Mary Ann turned her head away, revolted.

"Please don't do that, it freaks me out."

"What does? Emotions? Certainly I wish I could accomplish them without the strings."

Mary Ann stared.

"This is so fucked up," she said.

"I'm sorry if you're confused."

"You're not Dennis, are you?"

He shook his head slowly.

"And then, you must not be Alice."

"I'm not."

He reached up and grasped every single one of his strings, until his entire face drooped with grief.

"Then there's no hope for us."

"What on earth do you mean?" she asked, startled.

"I was to lead Alice through the gauntlet of purgatory and bring her back safely. She was supposed to save our faces."

Mary Ann stammered.

"You mean your…your emotions? So you can take out the strings?"

Dennis-who-was-Virgil nodded gloomily.

"Where did they, um, go? Your emotions, I mean?" she asked, feeling rather stupid.

Virgil pointed directly upward. Mary Ann followed his finger. Looming over them was the stone building.

"This is the Central Storage Unit. Alice was supposed to be our only hope. Chamaecyparis predicted it."

"He hinted that I might be in danger," Mary Ann recalled, growing angry again. "He threatened me."

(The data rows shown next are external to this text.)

Issue #1554, opened 2017-03-06
MacOS RPATH for osimJavaJNI (and maybe other osim libraries) is absolute, but should be relative


chrisdembia:
The RPATH for the osimJavaJNI is an absolute path, but should be a relative path in order make the (GUI) installation relocatable.

Relative RPATHs for the python dylibs is maybe not a good idea, since these shared libraries are usually copied into the python packages directory, therefore rendering a relative path incorrect. Perhaps the step of installing the python package on macOS should include editing the RPATH using `install_name_tool`.

chrisdembia:
While #1573 largely addresses this issue, it does not handle the case where WITH_BTK is ON. So even if #1573 is merged, we should not yet close this issue.

jenhicks:
Maybe fixed, @aymanhab will test

chrisdembia:
Given that the fact that the GUI worked on Macs at ISB, I think we can close this issue.

PR #1573, opened 2017-03-12
On macOS, use relative RPATHs to make the installation relocatable.

chrisdembia:
This PR changes the *run path list* that we put into OpenSim's executables and libraries on macOS, so that they look for their library dependencies using relative paths instead of absolute paths. For example, `libosimJavaJNI.dylib` now looks in `@loader_path/` for the libraries it depends on (e.g., `libosimTools.dylib`). Before, `libosimJavaJNI.dylib` would look for its library dependencies using an absolute directory, and this made the installation not relocatable (and not distributable to other computers).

"And rightly so. You had best be on your guard, particularly tonight. People will see you, not a string upon you, and they might get a bit jealous of your emotions."


"Try to take them for themselves."

Mary Ann stared. Her lips twitched involuntarily, and she wondered irrationally whether this tiny action might be picked up on by Virgil; whether he was considering taking her face…

"Wait just a minute. I may not be sober right now, but I know you can't just forcibly remove someone's emotions. It doesn't work like that."

Virgil arranged his face into a sad smile.

"Would you like to stay here and convince them of that?"

She turned and saw a dirty group of people huddled together on the street. She was quite positive that they had not been there a moment ago, but at that moment in time they were undeniably real and threatening. Their faces were blank and cold, but their eyes burned as they regarded her. Mary Ann shivered, and she decided to try and keep her face as stoic as possible.

"What do I do?"

"I don't know. Everything's gone wrong. I suppose you will have to come with me until we sort it out."

She followed him like a beaten puppy, unsure of everything. She heard one of the dirty old women moan terribly, and pressed herself as close to Virgil as she could.